Data extracted from a collection
※ ※ ※

PR #9037, opened 2019-06-29
Added code to handle document generation using Thread Executor

sridk:
Modified code in contexts.py to handle document generation for new session using ThreadExecutor from concurrent.futures library


bokeh/server/contexts.py
```diff
@@ -212,7 +213,12 @@ def create_session_if_needed(self, session_id, request=None):
             except Exception as e:
                 log.error("Failed to run session creation hooks %r", e, exc_info=True)
 
-            self._application.initialize_document(doc)
+            # using ThreadPoolExecutor create a thread that initializes new session document
+            try:
+                doc_initializer = concurrent.futures.ThreadPoolExecutor(max_workers=1)
+                doc_initializer.submit(self._application.initialize_document, doc)
+            except concurrent.futures.BrokenExecutor as e:
+                log.error("ThreadExecutor failed to create document for session with ID", session_id, e)
```
p-himik: Few issues with the code:
- The executor could be reused and initialized with a larger pool. Otherwise, you could just use `Thread` instead
- Now any exceptions thrown from `initialize_document` are ignored and not even logged (I think) since the future is resolved nowhere
- The immediate use of `ServerSession` below modifies the document without any logs - it can lead to some hard to catch concurrency issues
- `ServerSession` assumes that the document has already been initialized - it processes the document's callbacks

Maybe there are more potential issues somewhere down the line, there the result of `create_session_if_needed` is processed.

bryevdv:
@sridk thanks for getting this started! I agree with @p-himik comments. A few more details:

* Tornado has [`IOLoop.set_default_executor`](https://www.tornadoweb.org/en/stable/ioloop.html#tornado.ioloop.IOLoop.set_default_executor) which could be set  to a `ThreadPoolExecutor ` when the server starts up. We could potentially even make the `max_workers` configurable, though I would not insist on that in this PR. 

* Then, I think in this code you would then want to use [`IOLoop.run_in_executor`](https://www.tornadoweb.org/en/stable/ioloop.html#tornado.ioloop.IOLoop.run_in_executor)
   ```
   yield IOLoop.current().run_in_executor(None, 
                                          self._application.initialize_document, 
                                          doc)
   ```
   which will use the default `ThreadPoolExecutor ` configured earlier. The `yield` inside this coroutine means that the following code will not pick up until the the Future is actually resolved (but the rest of the app will not block in the mean time)

* Agree that some more `log.debug` statements around here would be very helpful

@p-himik does this all sound about right?

p-himik:
@bryevdv Sure! Right now I can't think of any potential problems.

sridk:
@bryevdv @p-himik that feedback was very helpful! I will push modified code to this pull request soon

bryevdv:
I believe the build failure on windows is due to a new major version of pytest

bryevdv:
@sridk I just realized `run_in_exectuor` is only in Tornado > 5 so this will need to go into the `landing-2.0` branch for the upcoming  Bokeh 2.0. I will attempt to edit base branch for the PR later today

sridk:
@bryevdv okay.
If you want me to make a PR for `landing-2.0`, I can do that.

bryevdv:
@sridk OK please do that, I tried to change the base on the GH web UI but the results did not fill me with confidence. Thanks!

PR #9039, opened 2019-07-01
fixed analysis

0xflotus:
I only fixed a typo


bryevdv:
Thanks for the catch and the fix @0xflotus !

bryevdv:
I believe the build failure on windows is due to a new major version of pytest

PR #9041, opened 2019-07-02
Added code to set IOLOOP default executor to ThreadPoolExecutor and u…

sridk:
Document creation for new session using ThreadPoolExecutor inside tornado IOLOOP


bryevdv:
@sridk OK, well it seems I was too optimistic/aspirational about how simple this would be. After testing out this change with some real streaming examples (ohlc, fourier_animated, etc), problems definitely turned up. I will try to look at this later this week to see if there is a short path to fixing things up. (Or if you figure things out first, certainly push new changes)

sridk:
@bryevdv okay.
I ran the code against fourier_animated, but I did not know what kind of problems to look for. 
Could you please elaborate on the problems so I can try to fix them.
Thanks!

bryevdv:
> I ran the code against fourier_animated, but I did not know what kind of problems to look for.
Could you please elaborate on the problems so I can try to fix them.

In order to simulate real heavy usage I started the code in one browser (works fine) then opened in another browser and hit reload very fast repeatedly to simulate opening sessions while another is running. And this is where you will see errors crop up. The main issue is that the code after the `yield` does not condition on the session id (it never needed to) but depending on which thread finishes first, the session and document may not match up. There is also an intermittent issue where threads do not automatically start their own IOLoop anymore in Tornado >=5 which can cause another error.  

Here is a diff that *almost* works:

```
diff --git a/bokeh/server/contexts.py b/bokeh/server/contexts.py
index 2a619e6b1..a26223b1e 100644
--- a/bokeh/server/contexts.py
+++ b/bokeh/server/contexts.py
@@ -181,6 +181,34 @@ class ApplicationContext(object):

         self.server_context._remove_all_callbacks()

+    @gen.coroutine
+    def _create_session(self, session_id, request=None):
+        doc = Document()
+
+        session_context = BokehSessionContext(session_id,
+                                              self.server_context,
+                                              doc)
+        # using private attr so users only have access to a read-only property
+        session_context._request = _RequestProxy(request)
+
+        # expose the session context to the document
+        # use the _attribute to set the public property .session_context
+        doc._session_context = session_context
+
+        try:
+            yield yield_for_all_futures(self._application.on_session_created(session_context))
+        except Exception as e:
+            log.error("Failed to run session creation hooks %r", e, exc_info=True)
+
+        self._application.initialize_document(doc)
+
+        session = ServerSession(session_id, doc, io_loop=self._loop)
+        self._sessions[session_id] = session
+        session_context._set_session(session)
+        self._session_contexts[session_id] = session_context
+
+        raise gen.Return(session)
+
     @gen.coroutine
     def create_session_if_needed(self, session_id, request=None):
         # this is because empty session_ids would be "falsey" and
@@ -190,48 +218,19 @@ class ApplicationContext(object):

         if session_id not in self._sessions and \
            session_id not in self._pending_sessions:
-            future = self._pending_sessions[session_id] = gen.Future()
-
-            doc = Document()
-
-            session_context = BokehSessionContext(session_id,
-                                                  self.server_context,
-                                                  doc)
-            # using private attr so users only have access to a read-only property
-            session_context._request = _RequestProxy(request)
-
-            # expose the session context to the document
-            # use the _attribute to set the public property .session_context
-            doc._session_context = session_context
-
-
             try:
-                yield yield_for_all_futures(self._application.on_session_created(session_context))
-            except Exception as e:
-                log.error("Failed to run session creation hooks %r", e, exc_info=True)
-
-            # using IOLOOP's default Thread executor create a thread to initialize new session document
-            try:
-                yield self._loop.run_in_executor(None, self._application.initialize_document, doc)
+                self._pending_sessions[session_id] = yield self._loop.run_in_executor(None, self._create_session, session_id, request)
             except Exception as e:
                 log.error("ThreadExecutor failed to create document for session with ID", session_id, e)

-            session = ServerSession(session_id, doc, io_loop=self._loop)
-            del self._pending_sessions[session_id]
-            self._sessions[session_id] = session
-            session_context._set_session(session)
-            self._session_contexts[session_id] = session_context
-
-            # notify anyone waiting on the pending session
-            future.set_result(session)
-
         if session_id in self._pending_sessions:
-            # another create_session_if_needed is working on
-            # creating this session
+            # another create_session_if_needed is working on creating this session
             session = yield self._pending_sessions[session_id]
+            del self._pending_sessions[session_id]
         else:
             session = self._sessions[session_id]

+        print(session)
         raise gen.Return(session)

     def get_session(self, session_id):
diff --git a/bokeh/server/tornado.py b/bokeh/server/tornado.py
index 443cd3d8a..385889a1c 100644
--- a/bokeh/server/tornado.py
+++ b/bokeh/server/tornado.py
@@ -19,13 +19,15 @@ log = logging.getLogger(__name__)
```

The issue here is that the the initial document renders, but then no periodic callbacks actually work. I think this is because the callbacks are started on the wrong IOLoop (the threads) but have not verified this.

bryevdv:
@sridk I am going to go ahead and close this, as it is more work than I had anticipated, and given the upcoming major internal changes for Bokeh 2.0 to use native coroutines, a larger change now will result in difficult conflicts in the near future. Apologies for misjudging the effort required, but thank you for the PR and discussion. Hopefully we can revisit this after 2.0

PR #9045, opened 2019-07-03
Add Pandas-Bokeh to downstream tests

### LINKED ISSUE #9044: [TASK] Add Downstream Tests for Pandas-Bokeh
@bryevdv asked me to add downstream tests for Pandas-Bokeh (https://github.com/PatrikHlobil/Pandas-Bokeh/issues/26). I tried to add it in the corresponding pull request.

Thanks Patrik

PatrikHlobil:
@bryevdv asked me to add downstream tests for Pandas-Bokeh.

- [ ] issues: fixes #9044
- [ ] tests added / passed

### DIFF
--- a/scripts/ci/install.downstream
+++ b/scripts/ci/install.downstream
@@ -5,3 +5,7 @@ set -x # echo commands
 
 conda install -n testenv --yes --quiet distributed
 conda install -n testenv --yes --quiet -c pyviz/label/dev holoviews nose
+conda activate testenv
+pip install pandas_bokeh
+pip install geopandas
+conda deactivate 
--- a/scripts/ci/install.downstream
+++ b/scripts/ci/install.downstream
@@ -5,7 +5,5 @@ set -x # echo commands
 
 conda install -n testenv --yes --quiet distributed
 conda install -n testenv --yes --quiet -c pyviz/label/dev holoviews nose
-conda activate testenv
 pip install pandas_bokeh
 pip install geopandas
-conda deactivate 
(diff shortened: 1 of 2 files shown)


bryevdv:
@PatrikHlobil Thanks for adding this. FYI these tests are advisory-only, i.e. they will never fail the build (that would create too-strong a coupling between build success, and things we have no direct control over). Looking at the actual results page on Travis, it looks like several of your tests are all currently failing withe the same error:

> E       AttributeError: module 'pandas_bokeh' has no attribute 'save'

PatrikHlobil:
@bryevdv 

I have seen that the tests failed. The reason is that I recently merged some new test cases of the next release on the master. So, the PyPI release and the github master are out of sync in terms of tests. This will be fixed with the next release.

Can I get notified when the Boleh downstream tests fail? Is there a subscription or anything on Travis CI?

Good luck with your fundraiser,

Best Patrik

bryevdv:
> Can I get notified when the Boleh downstream tests fail? Is there a subscription or anything on Travis CI?

There is nothing currently, unfortunately, and I am not aware of anything on Travis or GH that would help. I think we would have to set up an AWS Lambda or something with a REST api that the downstream job could hit, so that failures there could be reported without affecting the overall build status.

bryevdv:
Actually it's also possible that a GitHub Action could be used to notify. It's a closed beta but I have joined the waiting list. I will go ahead and merge this since you indicate the tests will be in sync soon.

bryevdv:
Another option, of course, is to install from the GH checkout and use that for testing. I don't have a strong opinion.

PR #3266, opened 2022-05-17
Issue 3232 - Make navbar less opaque

### LINKED ISSUE #3232: Set main nav bar to 0.95 transparency in v5 viewer
We would like the model to be able to move underneath the main blue nav bar and have it slightly visible. 0.95 transparency would work perfectly, but the model needs to be able to move underneath

Amantini1997:
This fixes #3232 

#### Description
Main navbar opacity has been reduced to 95%


carmenfan:
@mosment3DRepo @george-hadfield  I think the correct way to get what you want is to reduce the unity's camera [field of view](https://docs.unity3d.com/ScriptReference/Camera-fieldOfView.html), so we make the user see less vertically than before.

Hiding the top strip of the canvas behind the nav bar doesn't sound like it's the best idea for the following reasons:
   - To only let transparency happen on viewer, we're adding extra random if statements around to ensure it's opaque anywhere outside of the viewer.
  - The screenshot aspect ratio won't match the user's POV, so when the user creates screenshot it will never match exactly what they're after: 
image
  - Similarly when they click on a view it'll never exactly match the image, it'll always feel like you're seeing something "lower" than the screenshot as the user's centre will always be ~72px lower than the actual camera centre.
  - centre to object will never "centre" to object, you'll always be centred ~72px below where you want to centre

PR #3275, opened 2022-05-19
ISSUE #3183 - if container has no revisions you cannot open it in viewer

### LINKED ISSUE #3183: Link working on empty containers
### Description
Link working on empty containers and containers that are currently being processed even though there's nothing to load.

- 
### Steps to replicate
- Create an empty container
- Click to enter the container

### Current Behaviour
- The user can enter the container and get an error

### Expected Behaviour
- The user shouldn't be able enter the container and get an error

The-Daniel:
This fixes #3183

#### Description
- Prevents the user from accessing the viewer for containers that do not have any revisions


george-hadfield:
Remove underline hover state from Container title when there are no revisions. Make the container title 'base.light' if there are no revisions. Change text 'Latest revision' to 'No revisions'

Build
image

Design
image

george-hadfield (changes requested):
Small changes

The-Daniel:
@george-hadfield how do you want it to work for when a container is in the process of uploading its first container (i.e. queued, processing, maybe even failed?). I assume the link should still not be clickable, but do you want the colours to change?

george-hadfield:
If you can't load a model, please use the disabled grey as above. 
If there is a status such as those you mentioned, then use the colour as built now

image

george-hadfield (approved):

sanmont3drepo (approved):

PR #3280, opened 2022-05-20
Issue 3256 - files manager v5

### LINKED ISSUE #3256: files manager v5
### Description
Migration of the files manager service into v5.

We should refactor this a bit so we have a data storage service that manages this, instead of relying on model/fileRef.

### Goal
- Migrate file services into v5
- add tests to ensure it is robust and stable

### Tasks
- [x] Add a files manager into services
  - [x] Decouple relevant code from file ref

carmenfan:
This fixes #3256

#### Description
Migrate files manager to v5.

Slight rework from v4:
This is effectively `ExternalServices` of v4, but it also takes the responsibility of reading the `fileRefs` on the callee's behalf. Essentially any processors that needs to retrieve a file should now talk to this instead of `fileRefs`.

FileRefs should be a thin mapping to the schema in database, it should not be retrieving files on behalf of users.

#### Test cases
download model files should work as before
deleting models should work as before


backend/src/v5/services/filesManager.js
```diff
@@ -0,0 +1,81 @@
...
+ *  but WITHOUT ANY WARRANTY; without even the implied warranty of
+ *  MERCHANTABILITY or FITNESS FOR A PARTICULAR PURPOSE.  See the
+ *  GNU Affero General Public License for more details.
+ *
+ *  You should have received a copy of the GNU Affero General Public License
+ *  along with this program.  If not, see <http://www.gnu.org/licenses/>.
+ */
+
+const { getAllRemovableEntriesByType, getRefEntry } = require('../models/fileRefs');
+const FSHandler = require('../handler/fs');
```
ChristosTsiotsias, line 19: We just retrieve the methods we want to use

backend/tests/v5/unit/models/fileRefs.test.js
```diff
@@ -70,116 +71,65 @@ const testGetTotalSize = () => {
...
-				expect(fnAggregate.mock.calls[i][2]).toEqual(query);
-			});
-		});
+const testGetAllRemovableEntriesByType = () => {
+	describe('Get all removable entries by type', () => {
+		const refCol = generateRandomString();
 
-		test('should not fail if the the ref collection has no links', async () => {
-			const teamspace = 'someTS';
+		test('should remove files from collection', async () => {
```
ChristosTsiotsias, line 78: Is this description valid ?

ChristosTsiotsias (changes requested):

backend/src/v5/services/filesManager.js
carmenfan: Reason why It's not done it's because FSHandler and GridFSHandler have the same named functions (see ~L30)

so if I do that then i'd have to rename all the functions to avoid clash 

And as this file grow it'll very most likely be requiring all the functions from those files, so it's less of a concern

backend/tests/v5/unit/services/filesManager.test.js
```diff
@@ -0,0 +1,195 @@
...
+				.mockImplementation((ts, col) => Promise.resolve(col === refCol1 ? refCol1Data : [{ _id: 'fs', links: [] }]));
+
+			const teamspace = generateRandomString();
+
+			await FilesManager.removeAllFilesFromModel(teamspace, model);
+
+			expect(db.listCollections).toHaveBeenCalledTimes(1);
+			expect(db.listCollections).toHaveBeenCalledWith(teamspace);
+
+			expect(FileRefs.getAllRemovableEntriesByType).toHaveBeenCalledTimes(2);
```
ChristosTsiotsias, line 92: Do we wanna test the method calls that are happening outside of the method ? I thought we would only wanna test the calls of removeAllFilesInCol, thats what I do in all unit tests

backend/tests/v5/unit/services/filesManager.test.js
```diff
@@ -0,0 +1,195 @@
...
+			expect(FileRefs.getAllRemovableEntriesByType).toHaveBeenNthCalledWith(2, teamspace, refCol2);
+
+			expect(FSHandler.removeFiles).toHaveBeenCalledTimes(1);
+			expect(FSHandler.removeFiles).toHaveBeenCalledWith(refCol1Data[0].links);
+
+			expect(GridFSHandler.removeFiles).toHaveBeenCalledTimes(1);
+			expect(GridFSHandler.removeFiles).toHaveBeenCalledWith(teamspace, refCol1, refCol1Data[1].links);
+		});
+
+		test('Should error if the type of storage is unknown', async () => {
```
ChristosTsiotsias, line 103: Should throw* error

backend/tests/v5/unit/services/filesManager.test.js
```diff
@@ -0,0 +1,195 @@
...
+		test('should throw error if the revision has no entry', async () => {
+			FileRefs.getRefEntry.mockRejectedValueOnce(templates.fileNotFound);
+			await expect(FilesManager.getFileAsStream(
+				generateRandomString(),
+				generateRandomString(),
+				generateRandomString(),
+			)).rejects.toEqual(templates.fileNotFound);
+		});
+
+		test('return throw an error if the storage type is unrecognised', async () => {
```
ChristosTsiotsias, line 140: should throw*

backend/tests/v5/unit/services/filesManager.test.js
```diff
@@ -0,0 +1,195 @@
...
+			const fileEntry = { type: generateRandomString() };
+			FileRefs.getRefEntry.mockResolvedValueOnce(fileEntry);
+			await expect(FilesManager.getFileAsStream(
+				generateRandomString(),
+				generateRandomString(),
+				generateRandomString(),
+			)).rejects.toEqual(templates.fileNotFound);
+		});
+
+		test('should return a stream of the reference is found', async () => {
```
ChristosTsiotsias, line 150: if*

ChristosTsiotsias (changes requested):

backend/src/v5/services/filesManager.js
```diff
@@ -0,0 +1,81 @@
...
+			return Promise.resolve();
+		},
+	);
+
+	return Promise.all(deletePromises);
+};
+
+FilesManager.removeAllFilesFromModel = async (teamspace, model) => {
+	const collList = await listCollections(teamspace);
+	const refCols = collList.filter(({ name }) => {
```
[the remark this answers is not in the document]
carmenfan: yes - i'll merged them into one but done it slightly differently (e.g. moved the regex out as it's always the same)

backend/tests/v5/unit/services/filesManager.test.js
carmenfan: We're not testing that function, that function is mocked. we're just testing that that function is called

carmenfan: this is akin to checking db.find() etc are called when we unit test files in the `models` folder

PR #3284, opened 2022-05-23
ISSUE #2897 - Removed silent for jest tests

### LINKED ISSUE #2897: Revamping - Errors in sagas test
### Description
When you run the frontend tests without --silent (sneaky!) the sagas tests throws an error. I was able to track where does this comes from and is related to `src\v5\services\api\default.ts` and its dependency on v4. Probably the tests might run faster if this problem is solved.

### Steps to replicate
- remove --silent option in the 'scripts'->'test' in  package.json
- run yarn test

### Current Behaviour
- Throws erros in console regardless of the tests passing

### Expected Behaviour
- Just green tests without errors 

image

sanmont3drepo:
This fixes #2897 

#### Description
- Removed silent param in jest tests
- Silencing console.log only in federations.saga.tests because faker is console logging an unnnecessary warning.

### DIFF
--- a/frontend/test/federations/federations.sagas.spec.ts
+++ b/frontend/test/federations/federations.sagas.spec.ts
@@ -19,7 +19,7 @@ import * as FederationsSaga from '@/v5/store/federations/federations.sagas';
 import { expectSaga } from 'redux-saga-test-plan';
 import { FederationsActions } from '@/v5/store/federations/federations.redux';
 import { mockServer } from '../../internals/testing/mockServer';
-import { omit, pick, times } from 'lodash';
+import { before, omit, pick, times } from 'lodash';
 import {
 	federationMockFactory,
 	prepareMockRawSettingsReply,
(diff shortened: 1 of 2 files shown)


frontend/test/federations/federations.sagas.spec.ts
```diff
@@ -19,7 +19,7 @@ import * as FederationsSaga from '@/v5/store/federations/federations.sagas';
 import { expectSaga } from 'redux-saga-test-plan';
 import { FederationsActions } from '@/v5/store/federations/federations.redux';
 import { mockServer } from '../../internals/testing/mockServer';
-import { omit, pick, times } from 'lodash';
+import { before, omit, pick, times } from 'lodash';
```
Amantini1997, line 22: I don't think `before` is used anywhere

Amantini1997 (changes requested):

Amantini1997 (approved):

PR #3304, opened 2022-05-26
Issue 3274 - Revisions cannot be uploaded while model is on queued or processing stage

### LINKED ISSUE #3274: Trying to upload a new revision on a model that is currently processing one should fail
### Description
Currently we allow users to upload multiple revisions simultaneously via the API.

This cases race conditions in the model processing status and we end up losing track some of the processing. @3drepo/product-team  has decided that we no longer want to allow the user to do this and thus we should enforce it on the backend.

### Goals
- The user should not be able to upload a new revision if there is one processing within the model

### Tasks
- Add a middleware test in v5 to check if the model status is processing/queuing a model
- Ensure v4 is also enforcing this

ChristosTsiotsias:
This fixes #3274

#### Description
While a container status is 'queued' or 'processing' no new revisions should be uploaded
This should apply to both v4 and v5

#### Test cases
Upload a revision to a container
Try to upload a new revision while the status of the container is 'queued' or 'processing'
An invalid arguments error should be returned


backend/src/v4/routes/model.js
```diff
@@ -1716,7 +1717,8 @@ router.patch("/:model/upload/ms-chunking/:corID", middlewares.hasUploadAccessToM
  * ------WebKitFormBoundarySos0xligf1T8Sy8I-- *
  *
  */
-router.post("/:model/upload",  middlewares.hasUploadAccessToModel, middlewares.formatV5NewModelRevisionsData, validateNewModelRevisionData, uploadModel);
+router.post("/:model/upload",  middlewares.hasUploadAccessToModel, middlewares.formatV5NewModelRevisionsData,
```
carmenfan, line 1720: This is a bit overkill i think, just do it as part of `formatV5NewModelRevisionsData` ?

backend/src/v5/middleware/dataConverter/inputs/teamspaces/projects/models/containers.js
```diff
@@ -40,6 +40,21 @@ Containers.canDeleteContainer = async (req, res, next) => {
 	}
 };
 
+Containers.checkModelStatus = async (req, res, next) => {
+	try {
+		const { teamspace, container } = req.params;
+		const { status } = await getModelById(teamspace, container, { _id: 0, status: 1 });
+
+		if (status === 'queued' || status === 'processing') {
```
carmenfan, line 48: do it the other way round, we have more status messages than queued and processing.

So it's safer (and more expandable to say) if status is not `ok`, `undefined` or `failed`

carmenfan: Can we add model status as a constant in `modelSettings.constants` and use it from there?

backend/src/v5/middleware/dataConverter/inputs/teamspaces/projects/models/containers.js
```diff
@@ -40,6 +40,21 @@ Containers.canDeleteContainer = async (req, res, next) => {
...
+			throw templates.revisionProcessed;
```
carmenfan, line 49: this status code seems redundant since it'll always get caught to return with invalidArguments?

carmenfan (changes requested):
We should also impose this on editing federation as they go through the same kind of pipeline

backend/src/v5/middleware/dataConverter/inputs/teamspaces/projects/models/containers.js
ChristosTsiotsias: true but we want the message right ? shall I just do throw  'A revision is already being processed.' ?

carmenfan: Sure, but I think if you do it through the other middleware and we just fit it into the Yup schema it becomes a non issue

PR #3314, opened 2022-05-27
Issue #3288 - Added the subscription to logged out 

### LINKED ISSUE #3288: Realtime event when the user gets kicked out by logging in in a different browser
### Description
As policy we don't allow users to log in into the a different browser. For this we signoff the user in the other browser the user has already signed in as well as sending a realtime event to reflect that .  This is already implemented in v4, but we need to implement it in v5.

### Goals
- [ ] As a user I want to know if was automatically signed off the platform in realtime

### Tasks
- [ ] Add the logoff event in v5
- [ ] Suscribe to the logoff event in v5 and logoff the user
- [ ] Show a modal explaining why the user has been kicked out of the platform

sanmont3drepo:
This fixes #3288 

#### Description
- Added subscription to logged out
- A modal is shown stating that you were kicked out because you logged in in a different browser

##### Login in a different browser - steps:
- Login in a browser
- Without closing that browser login in a different browser
- In the first browser you should have been logged out and an alert modal should be displayed


frontend/src/v5/ui/components/shared/modals/templates/warningModal/warningModal.component.tsx
```diff
@@ -0,0 +1,50 @@
...
+				defaultMessage="Warning!"
+			/>
+		</DialogTitle>
+		<DialogContent>
+			<DialogContentText>
+				{ message }
+			</DialogContentText>
+		</DialogContent>
+		<Actions>
+			<Button autoFocus variant="contained" color="primary" onClick={() => onClickClose()}>
```
The-Daniel, line 42: Not really important, but the onClick can be simplified to `onClick={onClickClose}`, also the FormattedMessage id is for the alert modal

frontend/src/v5/store/auth/auth.sagas.ts
```diff
@@ -98,8 +98,19 @@ function* logout() {
 	yield put(AuthActions.setPendingStatus(false));
 }
 
+function* kickedOut() {
+	yield put({ type: 'RESET_APP' });
+	yield put(DialogsActions.open('warning', {
+		message: formatMessage({
+			id: 'auth.logout.kickedOut',
+			defaultMessage: 'You have been logged out because your account has signed in elsewhere',
```
The-Daniel, line 106: Looking at the README in `src\v5\services\chat\README.md` it seems to suggest that the logged out event returns an object containing a _reason_. If so, would it be useful to pass the _reason_ into this message in the case that there are multiple reasons a user is kicked out?

frontend/src/v5/ui/components/shared/modals/templates/warningModal/warningModal.component.tsx
sanmont3drepo: Yup about the onclick. Not sure about the formattedMessage. Because we kind of want to keep the same wording through out the modals...? Let me see what George says about the wording/modal style

george-hadfield:
I didn't get logged out, I was able to be logged into both Safari and Chrome at the same time.

george-hadfield:
image

Worked but not instantly

frontend/src/v5/store/dialogs/dialogs.redux.ts
```diff
@@ -53,7 +53,7 @@ export const dialogsReducer = createReducer(INITIAL_STATE, {
 /**
  * Types
  */
-interface IDialogActions {
+export interface IDialogsActionsCreators {
```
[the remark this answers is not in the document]
sanmont3drepo: There was a version in which I was using this. But yeah, Ill get rid of the export and fix the typing for consistency.

george-hadfield:
Can we also change wording to:

**You've been logged out**
Your account is being used in a different browser

sanmont3drepo:
> image
> 
> Worked but not instantly

That's actually a bug and not the proper dialog.

sanmont3drepo:
> Can we also change wording to:
> 
> **You've been logged out** Your account is being used in a different browser

image


So, not this one?

The-Daniel (approved):

The-Daniel (approved):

※ ※ ※

## Aim of the task
Please show all lines from the entries that contain the word "things".

## Task result
@sridk OK, well it seems I was too optimistic/aspirational about how simple this would be. After testing out this change with some real streaming examples (ohlc, fourier_animated, etc), problems definitely turned up. I will try to look at this later this week to see if there is a short path to fixing things up. (Or if you figure things out first, certainly push new changes)
@PatrikHlobil Thanks for adding this. FYI these tests are advisory-only, i.e. they will never fail the build (that would create too-strong a coupling between build success, and things we have no direct control over). Looking at the actual results page on Travis, it looks like several of your tests are all currently failing withe the same error:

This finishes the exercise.